|Reeves Iii, James|
Submitted to: Near Infrared Spectroscopy Journal
Publication Type: Peer Reviewed Journal
Publication Acceptance Date: July 20, 2004
Publication Date: September 10, 2004
Citation: Delwiche, S.R., Reeves III, J.B. 2004. The effect of spectral pretreatments on the pls modeling of agricultural products. Near Infrared Spectroscopy Journal. 12:177-182. Interpretive Summary: The analytical technique known as near-infrared (NIR) spectroscopy has been widely used by the agricultural and food industries for the past three decades. Its popularity stems from its rapidness (e.g., hundreds of samples per laboratory per day), accuracy, and ease of analysis. Considered a secondary analytical procedure, the success of an NIR method ultimately lies with its calibration to a primary procedure. One common analytical method for calibration is called partial least squares regression. Essentially, a regression equation is developed that relates the component of interest (the analyte) to the spectra, having first performed a mathematical compression to the spectra to reduce it from several hundred data values to a number between 2 and 15. Even before this compression step, other mathematical transformations, referred to as spectral pretreatments, are typically performed to enhance model accuracy. This study reports on our systematic attempt to explore for the relative strengths of the popularly used pretreatments. These pretreatments include ones that correct for differences in particle size within the sample, ones that remove noise from the spectra, and ones that enhance spectral absorption bands through derivatization. Having developed a batch program that runs in a commercial statistics software package (i.e., SAS), we now have the ability to try out hundreds of spectral pretreatments, and have selected ten representative ones for this study. Statistical tests which examine the variance of the residuals (NIR-predicted minus reference) and the consistency of the rank order of the ten pretreatments for two spectral sets (a cross-validation and a test set) have been utilized on two completely independent sets of data, one consisting of ground wheat (with two analytes) for human food, the other consisting of forages (also with two analytes) for animal feed. Our findings indicate that differences in modeling error arise with the different pretreatments; however, many of these differences are not statistically different. Scientists, specifically those that develop multivariate statistical analytical methods, and analytical laboratories are the intended beneficiaries of this research.

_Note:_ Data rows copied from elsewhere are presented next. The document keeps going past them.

PR #11061, opened 2026-05-13
feat(skills): Add builtin skill registry primitive

rohoswagger:
## Summary
- add the universal BuiltinSkillRegistry models and singleton
- load built-in skill metadata from SKILL.md or SKILL.md.template frontmatter
- add unit coverage for duplicate registration, missing SKILL.md, template detection, and requirement filtering/admin status
- update the skills task board entries for this branch to REVIEW

## Tests
- uv run pytest -q backend/tests/unit/onyx/skills/test_registry.py
- uv run ruff check backend/onyx/skills/registry.py backend/tests/unit/onyx/skills/test_registry.py
- uv run ruff format --check backend/onyx/skills/registry.py backend/tests/unit/onyx/skills/test_registry.py
- uv run ty check backend/onyx/skills/registry.py backend/tests/unit/onyx/skills/test_registry.py

---
## Summary by cubic
Adds a process-wide `BuiltinSkillRegistry`, DB ops for custom skills, and a custom bundle validator with safe unzip and SHA-256 hashing. Built-ins are filtered by availability; admins get CRUD + grants for uploaded skills with strict slug uniqueness.

- **New Features**
  - Registry loads `SKILL.md` or `.template`, validates slugs, tracks template presence, and filters via `list_available(db)`. APIs: `register`, `list_all`, `get`, `reserved_slugs`; test-only `_reset_for_testing()`. `BuiltinSkill` is frozen with optional `unavailable_reason`.
  - Custom skills: `CustomSkill` view; DB ops for visibility and CRUD — `list_skills_for_user/admin`, `fetch_skill_for_user/admin`, `create_skill` (pre-check + unique-constraint translation on `uq_skill_slug`), `replace_skill_bundle` (returns old `bundle_file_id`), `patch_skill` (uses `UNSET`; rechecks slug), `replace_skill_grants`, `delete_skill` (hard delete; returns `bundle_file_id`).
  - Bundle handling: `validate_custom_bundle` (slug + reserved-slug check, no `*.template`, path traversal and symlink rejection, streaming per-file/total size caps with 413s); `_safe_unzip` (defensive re-checks, cleans dest on failure); `compute_bundle_sha256`.

- **Refactors**
  - Renamed `list_satisfied` to `list_available`; default availability uses a lambda.
  - Slug validation moved to a Pydantic field validator; frontmatter parsing uses a single delimiter regex; registry singleton init/reset is lock-protected.
  - Schema: dropped `skill.deleted_at` and `skill.manifest_metadata`; replaced partial unique index with `uq_skill_slug`; models updated accordingly.
  - Removed built-in `configure_url`; frontend derives setup routes from known built-in slugs.

<sup>Written for commit df99b93e73c1ba79afd949d4fc7da9020b2851b7. Summary will update on new commits.</sup>

## Additional Options

---

### DIFF
--- a/backend/onyx/skills/registry.py
+++ b/backend/onyx/skills/registry.py
@@ -9,10 +9,7 @@ from pydantic import ConfigDict
 from sqlalchemy.orm import Session
 
 _SLUG_REGEX = re.compile(r"^[a-z][a-z0-9-]{0,63}$")
-
-
-def _always_available(_: Session) -> bool:
-    return True
+_DEFAULT_IS_AVAILABLE: Callable[[Session], bool] = lambda _: True  # noqa: E731
 
 
 class BuiltinSkill(BaseModel):
@@ -25,7 +22,7 @@ class BuiltinSkill(BaseModel):
     name: str
     description: str
     has_template: bool
-    is_available: Callable[[Session], bool] = _always_available
+    is_available: Callable[[Session], bool] = _DEFAULT_IS_AVAILABLE
     unavailable_reason: str | None = None
     configure_url: str | None = None
 
@@ -109,7 +106,7 @@ class BuiltinSkillRegistry:
         self,
         slug: str,
         source_dir: Path,
-        is_available: Callable[[Session], bool] = _always_available,
+        is_available: Callable[[Session], bool] = _DEFAULT_IS_AVAILABLE,
         unavailable_reason: str | None = None,
         configure_url: str | None = None,
     ) -> None:
--- a/backend/onyx/skills/registry.py
+++ b/backend/onyx/skills/registry.py
@@ -139,7 +139,7 @@ class BuiltinSkillRegistry:
     def list_all(self) -> list[BuiltinSkill]:
         return list(self._skills.values())
 
-    def list_satisfied(self, db: Session) -> list[BuiltinSkill]:
+    def list_available(self, db: Session) -> list[BuiltinSkill]:
         return [skill for skill in self.list_all() if skill.is_available(db)]
 
     def get(self, slug: str) -> BuiltinSkill | None:
--- a/backend/onyx/skills/registry.py
+++ b/backend/onyx/skills/registry.py
@@ -1,40 +1,55 @@
 import re
 from collections.abc import Callable
 from pathlib import Path
+from threading import Lock
 from typing import ClassVar
 
 import yaml
 from pydantic import BaseModel
 from pydantic import ConfigDict
+from pydantic import field_validator
 from sqlalchemy.orm import Session
 
 _SLUG_REGEX = re.compile(r"^[a-z][a-z0-9-]{0,63}$")
+_FRONTMATTER_REGEX = re.compile(
+    r"\A---[ \t]*\r?\n(?P<frontmatter>.*?)(?:\r?\n)---[ \t]*(?:\r?\n|\Z)",
+    re.DOTALL,
+)
 _DEFAULT_IS_AVAILABLE: Callable[[Session], bool] = lambda _: True  # noqa: E731
+_SLUG_ERROR = (
+    "Skill slug must start with a lowercase letter, contain only lowercase "
+    "letters, numbers, and hyphens, and be at most 64 characters."
+)
 
 
-class BuiltinSkill(BaseModel):
-    """In-memory entry for an on-disk built-in skill."""
+class Skill(BaseModel):
+    """Common skill metadata shared by built-in and custom skill views."""
 
     model_config = ConfigDict(frozen=True, arbitrary_types_allowed=True)
 
     slug: str
-    source_dir: Path
     name: str
     description: str
+
+    @field_validator("slug")
+    @classmethod
+    def validate_slug(cls, slug: str) -> str:
+        if not _SLUG_REGEX.fullmatch(slug):
+            raise ValueError(_SLUG_ERROR)
+        return slug
+
+
+class BuiltinSkill(Skill):
+    """In-memory entry for an on-disk built-in skill."""
+
+    source_dir: Path
     has_template: bool
     is_available: Callable[[Session], bool] = _DEFAULT_IS_AVAILABLE
     unavailable_reason: str | None = None
     configure_url: str | None = None
 
 
-def _validate_slug(slug: str) -> None:
-    if not _SLUG_REGEX.fullmatch(slug):
-        raise ValueError(
-            f"Skill slug must match ^[a-z][a-z0-9-]{{0,63}}$; got {slug!r}"
-        )
-
-
-def _skill_metadata_path(source_dir: Path) -> tuple[Path, bool]:
+def _select_skill_definition_path(source_dir: Path) -> tuple[Path, bool]:
     skill_md_path = source_dir / "SKILL.md"
     template_path = source_dir / "SKILL.md.template"
 
@@ -46,31 +61,26 @@ def _skill_metadata_path(source_dir: Path) -> tuple[Path, bool]:
 
     raise ValueError(
         f"Built-in skill source directory {source_dir} must contain "
-        "SKILL.md or SKILL.md.template"
+        "either SKILL.md or SKILL.md.template"
     )
 
 
 def _read_frontmatter(path: Path) -> dict[str, object]:
     content = path.read_text(encoding="utf-8")
-    lines = content.splitlines()
+    match = _FRONTMATTER_REGEX.match(content)
+    if match is None:
+        raise ValueError(
+            f"{path} must start with YAML frontmatter delimited by two --- lines"
+        )
 
-    if not lines or lines[0].strip() != "---":
-        raise ValueError(f"{path} must start with YAML frontmatter")
-
-    frontmatter_lines: list[str] = []
-    for line in lines[1:]:
-        if line.strip() == "---":
-            parsed = yaml.safe_load("\n".join(frontmatter_lines)) or {}
-            if not isinstance(parsed, dict):
-                raise ValueError(f"{path} frontmatter must be a mapping")
-            return parsed
-        frontmatter_lines.append(line)
-
-    raise ValueError(f"{path} frontmatter is missing closing --- delimiter")
+    parsed = yaml.safe_load(match.group("frontmatter")) or {}
+    if not isinstance(parsed, dict):
+        raise ValueError(f"{path} frontmatter must be a mapping")
+    return parsed
 
 
 def _read_metadata(source_dir: Path) -> tuple[str, str, bool]:
-    metadata_path, has_template = _skill_metadata_path(source_dir)
+    metadata_path, has_template = _select_skill_definition_path(source_dir)
     frontmatter = _read_frontmatter(metadata_path)
 
     name = frontmatter.get("name")
@@ -88,6 +98,7 @@ class BuiltinSkillRegistry:
     """Process-wide registry populated with on-disk built-in skills at boot."""
 
     _instance: ClassVar["BuiltinSkillRegistry | None"] = None
+    _instance_lock: ClassVar[Lock] = Lock()
 
     def __init__(self) -> None:
         self._skills: dict[str, BuiltinSkill] = {}
@@ -95,12 +106,15 @@ class BuiltinSkillRegistry:
     @classmethod
     def instance(cls) -> "BuiltinSkillRegistry":
         if cls._instance is None:
-            cls._instance = cls()
+            with cls._instance_lock:
+                if cls._instance is None:
+                    cls._instance = cls()
         return cls._instance
 
     @classmethod
     def _reset_for_testing(cls) -> None:
-        cls._instance = None
+        with cls._instance_lock:
+            cls._instance = None
 
     def register(
         self,
@@ -110,8 +124,6 @@ class BuiltinSkillRegistry:
         unavailable_reason: str | None = None,
         configure_url: str | None = None,
     ) -> None:
-        _validate_slug(slug)
-
         if slug in self._skills:
             raise ValueError(f"Built-in skill {slug!r} is already registered")
 
--- a/backend/onyx/skills/registry.py
+++ b/backend/onyx/skills/registry.py
@@ -1,1 +1,193 @@
+import re
+from collections.abc import Callable
+from collections.abc import Sequence
+from pathlib import Path
+from typing import ClassVar
 
+import yaml
+from pydantic import BaseModel
+from pydantic import ConfigDict
+from sqlalchemy.orm import Session
+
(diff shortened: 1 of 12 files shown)


backend/onyx/skills/registry.py
```diff
@@ -1 +1,193 @@
...
+    _instance: ClassVar["BuiltinSkillRegistry | None"] = None
+
+    def __init__(self) -> None:
+        self._skills: dict[str, BuiltinSkill] = {}
+
+    @classmethod
+    def instance(cls) -> "BuiltinSkillRegistry":
+        if cls._instance is None:
+            cls._instance = cls()
+        return cls._instance
```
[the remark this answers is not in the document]
rohoswagger: Fixed in `6b4dfdbd6f`.

Added `BuiltinSkillRegistry._reset_for_testing()` in `backend/onyx/skills/registry.py` so tests using the singleton can clear process-local registrations. Added `test_reset_for_testing_clears_singleton` in `backend/tests/unit/onyx/skills/test_registry.py` to cover the isolation path through `.instance()`.

Verified with:
- `uv run pytest -q backend/tests/unit/onyx/skills/test_registry.py`
- `uv run ruff check backend/onyx/skills/registry.py backend/tests/unit/onyx/skills/test_registry.py`
- `uv run ruff format --check backend/onyx/skills/registry.py backend/tests/unit/onyx/skills/test_registry.py`
- `uv run ty check backend/onyx/skills/registry.py backend/tests/unit/onyx/skills/test_registry.py`

backend/onyx/skills/registry.py
```diff
@@ -1 +1,149 @@
...
+from sqlalchemy.orm import Session
+
+_SLUG_REGEX = re.compile(r"^[a-z][a-z0-9-]{0,63}$")
+
+
+def _always_available(_: Session) -> bool:
+    return True
+
+
+class BuiltinSkill(BaseModel):
```
wenxi-onyx: Why not have a Skill class that this extends?

backend/onyx/skills/registry.py
```diff
@@ -1 +1,149 @@
...
 
+import yaml
+from pydantic import BaseModel
+from pydantic import ConfigDict
+from sqlalchemy.orm import Session
+
+_SLUG_REGEX = re.compile(r"^[a-z][a-z0-9-]{0,63}$")
+
+
+def _always_available(_: Session) -> bool:
```
wenxi-onyx: What is this bruh

backend/onyx/skills/registry.py
```diff
@@ -1 +1,149 @@
...
+    source_dir: Path
+    name: str
+    description: str
+    has_template: bool
+    is_available: Callable[[Session], bool] = _always_available
+    unavailable_reason: str | None = None
+    configure_url: str | None = None
+
+
+def _validate_slug(slug: str) -> None:
```
wenxi-onyx: Pydantic validator --> should be a part of the class

backend/onyx/skills/registry.py
```diff
@@ -1 +1,149 @@
...
+            if not isinstance(parsed, dict):
+                raise ValueError(f"{path} frontmatter must be a mapping")
+            return parsed
+        frontmatter_lines.append(line)
+
+    raise ValueError(f"{path} frontmatter is missing closing --- delimiter")
+
+
+def _read_metadata(source_dir: Path) -> tuple[str, str, bool]:
+    metadata_path, has_template = _skill_metadata_path(source_dir)
```
wenxi-onyx: Confusing function name / what is the intended flow here? Check if destination has template or skill? I think the function name and behavior can both be made more clear.

backend/onyx/skills/registry.py
```diff
@@ -1 +1,149 @@
...
+    frontmatter_lines: list[str] = []
+    for line in lines[1:]:
+        if line.strip() == "---":
+            parsed = yaml.safe_load("\n".join(frontmatter_lines)) or {}
+            if not isinstance(parsed, dict):
+                raise ValueError(f"{path} frontmatter must be a mapping")
+            return parsed
+        frontmatter_lines.append(line)
+
+    raise ValueError(f"{path} frontmatter is missing closing --- delimiter")
```
wenxi-onyx: Maybe we should start using OnyxErrors

wenxi-onyx: Also, you can definitely build a regex that immediately validates front matter and reads the entire content between the dashes (in a single regex). Should fail immediately if the 2 triple dash lines don't exist and then just return what's between them

backend/onyx/skills/registry.py
```diff
@@ -1 +1,149 @@
...
+    has_template: bool
+    is_available: Callable[[Session], bool] = _always_available
+    unavailable_reason: str | None = None
+    configure_url: str | None = None
+
+
+def _validate_slug(slug: str) -> None:
+    if not _SLUG_REGEX.fullmatch(slug):
+        raise ValueError(
+            f"Skill slug must match ^[a-z][a-z0-9-]{{0,63}}$; got {slug!r}"
```
wenxi-onyx: Not a helpful error. Should just explain what the slug format should be

backend/onyx/skills/registry.py
```diff
@@ -1 +1,149 @@
...
+
+
+def _always_available(_: Session) -> bool:
+    return True
+
+
+class BuiltinSkill(BaseModel):
+    """In-memory entry for an on-disk built-in skill."""
+
+    model_config = ConfigDict(frozen=True, arbitrary_types_allowed=True)
```
wenxi-onyx, line 46: Because this is loaded in memory and frozen, if an admin adds something that makes this skill technically available, it can never be updated right?

backend/onyx/skills/registry.py
```diff
@@ -1 +1,149 @@
...
+
+    slug: str
+    source_dir: Path
+    name: str
+    description: str
+    has_template: bool
```
wenxi-onyx, line 50: Is there a reason we need templates? Can we just have SKILL.md with placeholder text that we substitute directly + some field on the class that denotes it is dynamic?

backend/onyx/skills/registry.py
```diff
@@ -1 +1,149 @@
...
+    is_available: Callable[[Session], bool] = _always_available
```
wenxi-onyx: Does it make sense that built-in skills are always available? What if no connectors exist or no image gen model exist?

backend/onyx/skills/registry.py
```diff
@@ -1 +1,149 @@
...
+
+    if not isinstance(name, str) or not name.strip():
+        raise ValueError(f"{metadata_path} frontmatter must include name")
+    if not isinstance(description, str) or not description.strip():
+        raise ValueError(f"{metadata_path} frontmatter must include description")
+
+    return name, description, has_template
+
+
+class BuiltinSkillRegistry:
```
wenxi-onyx, line 112: If this is a singleton, does it need a thread lock

backend/onyx/skills/registry.py
```diff
@@ -1 +1,149 @@
...
+    model_config = ConfigDict(frozen=True, arbitrary_types_allowed=True)
+
+    slug: str
+    source_dir: Path
+    name: str
+    description: str
+    has_template: bool
+    is_available: Callable[[Session], bool] = _always_available
+    unavailable_reason: str | None = None
+    configure_url: str | None = None
```
wenxi-onyx: It feels weird to store the FE url on this BE skill model. The route should ideally be built off the name (which, also ideally should be unique) + some static route that is configured on the FE.

wenxi-onyx (changes requested):

backend/onyx/skills/registry.py
rohoswagger: Skill is a DB model, thats what we use for Custom skills. BuiltInSkills are the only type that are defined in code and need to be registered like this

backend/onyx/skills/registry.py
rohoswagger: not actually always available, this is callable we implement for each BuiltInSkill that defines how we can validate (check db for api key, etc.)

backend/onyx/skills/registry.py
rohoswagger: is_available is a Callable so this the default value

backend/onyx/skills/registry.py
rohoswagger: Updated this to keep `is_available` callable-only while removing the named `_always_available` helper. The default is now a lambda-backed callable constant:

`_DEFAULT_IS_AVAILABLE: Callable[[Session], bool] = lambda _: True`

Conditional built-ins still pass their own callable, so availability is evaluated when `list_available(db)` runs rather than being frozen at registration time.

backend/onyx/skills/registry.py
rohoswagger: Added the small shared abstraction here: `Skill` now carries the common immutable metadata (`slug`, `name`, `description`), and `BuiltinSkill` extends it with registry-only fields (`source_dir`, `has_template`, availability metadata). I kept the DB `Skill` model separate because that is persistence for custom skills, not the in-memory registry view.

backend/onyx/skills/registry.py
rohoswagger: Kept `is_available` callable-only, but removed the named placeholder function. The default is now `_DEFAULT_IS_AVAILABLE: Callable[[Session], bool] = lambda _: True`, so `list_available(db)` still has a single code path and conditional built-ins can pass their own DB-backed callable.

backend/onyx/skills/registry.py
rohoswagger: Moved slug validation into the Pydantic model. `Skill` now has a `field_validator("slug")`, and `BuiltinSkill` inherits it. Added `test_register_rejects_invalid_slug` to cover the validation path.

backend/onyx/skills/registry.py
rohoswagger: Renamed the helper to `_select_skill_definition_path` to make the flow clearer: it chooses the source definition file (`SKILL.md.template` if present, otherwise `SKILL.md`) and returns whether that source is templated. It is not checking the materialized destination.

backend/onyx/skills/registry.py
rohoswagger: Changed the frontmatter parser to a single delimiter regex so it fails immediately unless the file starts with two `---` delimiters and then parses only the content between them.

I intentionally kept these as `ValueError`s rather than `OnyxError`s: this registry is loaded from repo-owned built-in files at startup, so failures here are developer/deploy configuration errors. The upload/API path for custom skill bundles should use `OnyxError` because those errors are request-facing.

backend/onyx/skills/registry.py
rohoswagger: Replaced the regex-shaped error with a human-readable format description: slugs must start with a lowercase letter, contain only lowercase letters/numbers/hyphens, and be at most 64 characters.

backend/onyx/skills/registry.py
rohoswagger: updated to not freeze, BuiltInSkill is ok freezing bc its defined in code

backend/onyx/skills/registry.py
rohoswagger: I think keeping `SKILL.md.template` is the better V1 boundary. A plain `SKILL.md` should be a valid literal skill file. A separate template file makes dynamic built-ins explicit and lets the materializer write a normal `SKILL.md` into the runtime directory after substitution. The `has_template` field is that dynamic marker; using placeholders directly in `SKILL.md` would make the source file both template and runtime artifact.

backend/onyx/skills/registry.py
rohoswagger: Resolved in code by keeping `is_available` callable-only and replacing the named always-available helper with a lambda-backed default. Built-ins with dependencies still pass their own callable, so no-connectors/no-image-provider cases can be checked against the current DB/session state when `list_available(db)` runs.

backend/onyx/skills/registry.py
rohoswagger: Added a lock around singleton creation and reset. `instance()` now uses double-checked locking, and `_reset_for_testing()` takes the same lock before clearing the process-wide instance.

backend/onyx/skills/registry.py
rohoswagger: The registry already owns the availability check and unavailable reason, so it is the only layer that knows which setup page is relevant for a built-in. Removing the field would force either a hardcoded frontend slug map or a new symbolic indirection key.

docs/craft/features/skills/TODOS.md
```diff
@@ -51,47 +55,47 @@ _(Update this section as you claim things. Keep it short — just the active `WI
...
+- `[REVIEW @codex-charged-perovskite #11061]` `P1.020` Define `BuiltinSkill` in `registry.py` as a Pydantic `BaseModel` with frozen + arbitrary-types config, including optional `is_available`, `unavailable_reason`, and `configure_url` fields  (deps: P1.011)
+- `[REVIEW @codex-charged-perovskite #11061]` `P1.021` Keep built-in availability as a single optional callable on `BuiltinSkill`; do not introduce a separate `SkillRequirement` abstraction in V1  (deps: P1.020)
+- `[REVIEW @codex-charged-perovskite #11061]` `P1.022` Implement `BuiltinSkillRegistry` singleton accessor (`.instance()`)  (deps: P1.021)
+- `[REVIEW @codex-charged-perovskite #11061]` `P1.023` Implement `register(slug, source_dir, is_available=..., unavailable_reason=None, configure_url=None)` — read frontmatter, detect `SKILL.md.template` presence, slug regex validation, raise on duplicate or missing SKILL.md  (deps: P1.022)
+- `[REVIEW @codex-charged-perovskite #11061]` `P1.024` Implement `list_all() -> list[BuiltinSkill]`  (deps: P1.022)
+- `[REVIEW @codex-charged-perovskite #11061]` `P1.025` Implement `list_available(db) -> list[BuiltinSkill]` — filter by `skill.is_available(db) == True`  (deps: P1.020, P1.024)
```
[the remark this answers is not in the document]
rohoswagger: This is no longer applicable. `is_available` is not optional in the implementation; it is always a callable and defaults to `_DEFAULT_IS_AVAILABLE`, so `list_available(db)` cannot hit a `NoneType` call. Conditional built-ins still override that default with their own callable.

backend/onyx/skills/registry.py
rohoswagger: also its not even stored in db so p inexpensive to keep this

wenxi-onyx (approved):

backend/onyx/skills/registry.py
rohoswagger: removed configure_url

Technical Abstract: Spectral pretreatment, such as scatter correction, smoothing, and derivatization, is considered, almost by folklore, an integral component to the development of near-infrared (NIR) partial least squares (PLS) regression equations. This study was undertaken to examine the importance of pretreatments. Diffuse reflectance NIR (1100-2500 nm) spectra of ground wheat and forages were separately analyzed. For ground wheat, the effect of spectral pretreatment on the PLS equations for protein content and sodium dodecyl sulfate (SDS) sedimentation volume (a protein quality index) was examined. For forages, similar examinations were performed on crude protein content and lignin content. Results indicate that while pretreatment is indeed important, statistical significance, as determined by F-test of correlated variances, is often not established. Protein content calibrations tend to be enhanced by scatter correction, as opposed to smoothing or derivatization, whereas the SDS sedimentation volume and lignin content calibrations favored these convolution functions. It is recommended that the selection of the best pretreatment for an analyte be based on the combination of statistical testing and the modeler's judgment.